还服务十分到位地问他要不要电子版的剧本,txt、word、pdf各种版本他都有,如果嫌电子版看起来累眼睛,他也可以邮寄纸质版。
根据管榭淮的说法,戏中,柯蘅西对影帝荀泊彦怀有一段“炙热的,无望的,飞蛾扑火的深切爱恋”。
“戏中”这两个字是他自己后加的,后面的一长串形容词是管榭淮重点跟他强调的。
什么叫做“炙热的”?什么又是“深切爱恋”?
施容洲很不服气。
难道他和柯蘅西之间的感情就不火热吗?
拜托,火热到都有点烫手了好吗?
他只对“无望的”以及“飞蛾扑火的”这两个词稍稍有些满意。
但很快,当他终于下定决心,从行李箱里翻出墨镜把它带上,一脸高深莫测地混迹在剧组工作人员中,并带着批判的眼光来审视柯蘅西与荀泊彦的这段“深切爱恋”时,他立即在心中表示,他对于刚才那两个词也不是十分满意了。
施容洲在过来之前也认真做了功课,他知道有好多导演在开机正式拍戏后,并不是一定要按照影视作品中最终呈现给大家的时间线进行拍摄。
而是将时间打乱,男女主初遇的场景和女主刺了男主一刀的场景很有可能是挤在一天拍完的。
并且,他又稍稍回忆了一下管榭淮热心发给他的剧本大纲以及小说的剧情介绍,脸上终于含蓄地露出点满意微笑。
他已经迫不及待,等着看柯蘅西刺荀泊彦一刀的镜头了。
实在是对不起影帝了,施容洲在心中默默想,在戏里受点伤应该没关系吧。
烈日炎炎下,影棚里的柯蘅西斜梳着一个发髻,歪插一支玉簪,一只手臂抬起,宽大的广袖遮住下半张脸。
镜头后的张导一声“action”,场记一打板,她的脸上顿时如春风消融坚冰般,从微微上挑的眼角处开始蔓延出柔媚的笑意。
“莫说是一杯酒,哪怕是这一坛酒,奴家也要同公子彻夜痛饮。

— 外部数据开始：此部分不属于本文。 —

Issue #102, opened 2017-11-30
Manage Users


jadiaz:
CLI should have the ability to add/remove users (Basic, Stakeholders)

EmFl:
Hello, 
would it be possible to have some info on when this is going to be made available in cli? 
Thanks!

geverghe:
@EmFl we are working on a few other items and should be able to get to this by Feb, 2019 as per plan. I will provide an update in case there is a change in plan. Feel free to make a contribution and we can guide you in case you run into any issues.

geverghe:
Here is the spec against which we are actively developing the user management commands:

| Scenario | Command | Comments/Questions|
|--|--|--|
| As an admin, I want to add a new user to my organization| `az devops user add --user-id` | 1. Why is the verb add when we have had create everywhere? <br> Since this is not actually creating a user, the verb now gives a wrong connotation to intent. It affects uniform commanding but making it create threatens intent. Need to do additional validation on this.| 
| As an admin, I want to remove a user from my organization.| `az devops user remove --user-id` | |
| As an admin, I want to view all users in the organization| `az devops user list` | |
| As an admin, I want to update the access version for a user | `az devops user update --user-id --access-level` | |
| As an admin, I want to view the details pertaining to a user | `az devops user show --user-id ` | |

Would love to hear your thoughts on this

ishitam8:
This is available in version 0.4.0. Hence, closing this.

PR #484, opened 2019-03-12
Commands for managing users in an org

ishitam8:

 - [ ] : Approach is signed off on the issue. #102


azure-devops/azext_devops/dev/team/arguments.py
```diff
@@ -20,6 +20,7 @@
 _SERVICE_ENDPOINT_TYPE = [SERVICE_ENDPOINT_TYPE_GITHUB, SERVICE_ENDPOINT_TYPE_AZURE_RM]
 _SERVICE_ENDPOINT_AUTHORIZATION_SCHEME = [SERVICE_ENDPOINT_AUTHORIZATION_PERSONAL_ACCESS_TOKEN,
                                           SERVICE_ENDPOINT_AUTHORIZATION_SERVICE_PRINCIPAL]
+_ACCESS_LEVELS = ['advanced', 'earlyAdopter', 'express', 'none', 'professional', 'stakeholder']
```
gauravsaralMs: Is this a fixed list? More specifically is this expected to change in near future?
Is there any way we can query this from some rest api

azure-devops/azext_devops/dev/team/arguments.py
```diff
@@ -51,6 +52,13 @@ def load_team_arguments(self, _):
         context.argument('use_git_aliases', **enum_choice_list(_YES_NO_SWITCH_VALUES))
         context.argument('list_config', options_list=('--list', '-l'))
 
+    with self.argument_context('devops user') as context:
+        context.argument('access_level', **enum_choice_list(_ACCESS_LEVELS))
```
gauravsaralMs: let use `arg_type=get_enum_type` for consistency

azure-devops/azext_devops/dev/team/user.py
```diff
@@ -0,0 +1,108 @@
...
+                                                                                          GraphUser,
+                                                                                          JsonPatchOperation)
+from azext_devops.dev.common.services import (get_member_entitlement_management_client,
+                                              resolve_instance)
+from azext_devops.dev.common.identities import resolve_identity_as_id
+
+
+def get_user_entitlements(top=None, skip=None, organization=None, detect=None):
+    """List users for an organization.
+    :param int top: Maximum number of the users to return. Max value is 10000. Default value is 100
```
gauravsaralMs: If we put `top=100` instead of `top=None` then knack will take care of this in the standard format
maybe we can use that

azure-devops/azext_devops/dev/team/_format.py
```diff
@@ -122,6 +122,35 @@ def _transform_team_member_row(row):
...
+
+
+def _transform_user_row(row):
+    table_row = OrderedDict()
+    table_row['ID'] = row['id']
+    if 'user' in row:
+        table_row['Display Name'] = row['user']['displayName']
+        table_row['Email'] = row['user']['mailAddress']
+    else:
+        table_row['Display Name'] = ' '
```
gauravsaralMs: why are we not setting `table_row['Email']` = '' in this case?

azure-devops/azext_devops/dev/team/user.py
```diff
@@ -0,0 +1,108 @@
...
+    value = {}
+    value['accessLevel'] = user_access_level
+    value['extensions'] = []
+    value['projectEntitlements'] = []
+    value['user'] = graph_user
+    patch_document = []
+    patch_document.append(_create_patch_operation('add', '', value))
+    do_not_send_invite = False
+    if send_email_invite != 'true':
+        do_not_send_invite = True
```
gauravsaralMs: can we use `resolve_true_false` from common.arguments?

azure-devops/azext_devops/dev/team/_format.py
atbagga: Also just for my knowledge when would it happen that the email, access level, and status information will be missing?

azure-devops/azext_devops/dev/team/arguments.py
atbagga: Should we keep the input options like.. early-adopter instead of earlyadopter? 
@geverghe  PM choice :)

azure-devops/azext_devops/test/team/test_user.py
```diff
@@ -0,0 +1,103 @@
...
+from azext_devops.dev.team.user import (get_user_entitlements,
+                                        get_user_entitlement,
+                                        add_user_entitlement,
+                                        delete_user_entitlement,
+                                        update_user_entitlement)
+
+from azext_devops.dev.common.services import clear_connection_cache
+
+    
+class TestUserMethods(unittest.TestCase):
```
atbagga: Check the change in this PR to refactor authentication mocks into a base class. https://github.com/Microsoft/azure-devops-cli-extension/pull/469

Can you move this to common place and consume in your tests.

azure-devops/azext_devops/dev/team/arguments.py
geverghe: For options, we have stuck to non hyphenated values - not sure if this was intentional but it feels easier to copy paste. For parameters we have followed hyphenated word separation. I would stick to non-hyphenated version for consistency. Are there any other challenges you foresee?

atbagga: No. That sounds good.

ishitam8: Yes, we can query this from [REST API](https://docs.microsoft.com/en-us/rest/api/azure/devops/memberentitlementmanagement/user%20entitlement%20summary/get?view=azure-devops-rest-5.0) (which returns list of valid licenses/access-level for that account)  . The list seems to be fixed though, that's why adding new command was avoided.
@geverghe

gauravsaralMs: If we know this is not going to change in near future than hardcoding is fine, else we should get this from rest api.

azure-devops/azext_devops/dev/team/_format.py
ishitam8: That check was for principalName. Switched to mail address, that's why not required now. Thanks

azure-devops/azext_devops/test/team/test_user.py
ishitam8: Sure, will refactor this along with Group management commands /tests.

”
“况且……”她笑着眄了荀泊彦一眼,声音放得又低又柔,“公子可曾听说过这十八楼的规矩?”
荀泊彦端坐在塌上,饮了一口酒,并不言语。
她斜斜靠在荀泊彦腿上,涂着鲜红指甲的纤纤玉手顺着他的衣袍一点一点往上抚过去。
她仰起头,眼中有着万种风情,“公子想听吗?”
施容洲顿时觉得有点心梗。
不是鬼才导演吗?为什么要规规矩矩地按照时间线来拍啊?
一上来就看到柯蘅西对着另一个男人笑,他有点眼前发黑。
因为看女朋友戏份导致自己血压忽高忽低,这算不算工伤?
施容洲抿起嘴,心中有些郁闷。
这股郁闷一直持续到晚上。
因为怕自己受太大刺激以至于中风,这场戏还没拍完,施容洲就哀怨地回到房间里。
正好恭元度给他发了邮件,他就用房间的电脑开始办公。